The assassination of former prime minister Shinzo Abe has shocked and appalled Japan, not least because gun violence is practically unheard of in the East Asian country.

Last year, there were only 10 reported shootings, according to police data, almost all of which were connected to gang activity. One person was killed and four wounded.

The weapon used to kill Mr. Abe was itself a testament to the effectiveness of Japan’s strict gun-control laws. Rather than the assault rifles common to massacres in the United States, police said the firearm was homemade. Photos showed something which vaguely resembled a shotgun, with two large barrels wrapped in black tape and a pistol grip.

While political violence is not unheard of in Japan, particularly during the restive postwar period, in modern times it is vanishingly rare, and most in the country were utterly stunned by the news.

Shinzo Abe, Japan’s former PM, is assassinated. The latest updates

Japan has some of the toughest gun laws in the world. According to GunPolicy.org, a body under the Sydney School of Public Health, the sale of handguns and automatic and semi-automatic weapons is prohibited, with very limited carve-outs for sports shooters.

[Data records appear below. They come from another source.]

PR #701, opened 2019-02-13
Fixing visible logic for LoopProtect

pamelafox:

In PR #670, I replaced the visibly library with the native visibilitychange event. Sadly, when I did that, I reversed the logic for setting visible after a visibilitychange. This meant that if you changed tabs after starting to code in the editor and _then_ introduced an infinite loop, the tab would crash. Sad! :( :(
(Hopefully most students reloaded in a new tab and were okay, so perhaps that's why we didn't see a huge number of reports caused by this regression).

This PR adds a single character to fix the bug.

No, there are no tests that test the visibility change. It may be possible to mock it but that'd add a lot of time to this fix.

### Risks involved

This should bring it back to its previous functional state, so it should be low risk. 

Open the local demo. Paste this code:

for (var i = 0; i < 10;) {
   
}

See that the loop error pops up.

Now delete i < 10; in that code.

Switch to any other tab, switch back.

Paste in the code again. 

See that the loop error pops up after a second of thinking.

Once deployed into webapp, a great place to test is Loopy Ruler, as that's where students have run into it.

screen shot 2019-02-13 at 11 44 56 am

### DIFF
--- a/build/js/live-editor.output_pjs_deps.js
+++ b/build/js/live-editor.output_pjs_deps.js
@@ -87486,6 +87486,7 @@ window.LoopProtector.prototype = {
                         _this2.callback(_error);
                         throw _error;
                     }
+
                     // Determine which of KAInfiniteLoopProtect's callsites has
                     // the most calls.
                     var max = 0; // current max count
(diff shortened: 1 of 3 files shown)


kevinbarabash:
Thanks for fixing this.

PR #703, opened 2019-02-15
Fix #528

### LINKED ISSUE #528: Lint error makes for a comatose program.
See the program at https://www.khanacademy.org/computer-programming/wat5/5754244333961216 

A syntax error (?) is not flagged by Yoko Oh Noes and the program appears comatose (since it is not run).

EthanLuisMcDonough:
Prevents blank slots in arrays from silently crashing the program (Fixes #528).

No.

Yes. See `output_test.js`.

### Risks involved
None that I know of.

No.

I added tests.  Opening up the demo and writing something like `var h = [,,]; println(10);` also works.


js/output/shared/ast-walker.js
```diff
@@ -23,7 +23,10 @@ window.walkAST = function(node, path, visitors) {
             if (Array.isArray(node[prop])) {
                 let i = 0;
                 while (i < node[prop].length) {
-                    let child = node[prop][i];
+                    // Esprima represents empty slots as null, so set child to
+                    // a dummy node if the initial node is falsy in order to prevent
+                    // a silent crash
```
pamelafox: Are there other situations where the node would be false-y besides the empty slot? I'm wondering if it's helpful to have a test case for undefined/null/0.

pamelafox:
Oh, and a clarification on the PR template. This question "How can we verify that this change works?" is a question about how to manually verify the change once deployed. Having a manual verification in addition to automated tests helps us verify our deploys and make sure that the code truly made it into the build. You did add a a manual test under this PR's question, so that's what I'll use for the deploy.

js/output/shared/ast-walker.js
EthanLuisMcDonough: If [modern esprima's type definitions](https://github.com/jquery/esprima/blob/master/src/nodes.ts) are anything to go off of, `null` should be the only falsey value that shows up in node array-properties.  I don't think they'd change their AST structure significantly throughout versions.

pamelafox: Okay, thanks, that link clarifies.

pamelafox:
This change was deployed to khanacademy.org yesterday, by the way. Thanks for it!

PR #705, opened 2019-02-26
Fix #400

### LINKED ISSUE #400: calls to the .toString() on functions should output code that is the same as the user code

EthanLuisMcDonough:
Resolves #400. The `toString` method on functions now returns the learner's original code rather than the AST-transformed code.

Individuals can purchase shotguns and rifles, but regulation is strict: Applicants for a firearm licence must pass a tough background check that examines their criminal, mental-health and addiction history, as well as any accusations of domestic violence.

Applicants must also undergo gun training, and have to renew their firearm licence every three years. The weapon must be registered with the police and guns and ammunition stored separately.

Anyone found guilty of unlawful possession of a firearm can face up to 15 years in prison.

These laws, as well as a general societal aversion to guns, result in a country where firearms are rarely seen. In 2019, the last year for which statistics were available, there were an estimated 310,400 guns, both legal and illegal, in private ownership, for a country of 126.3 million.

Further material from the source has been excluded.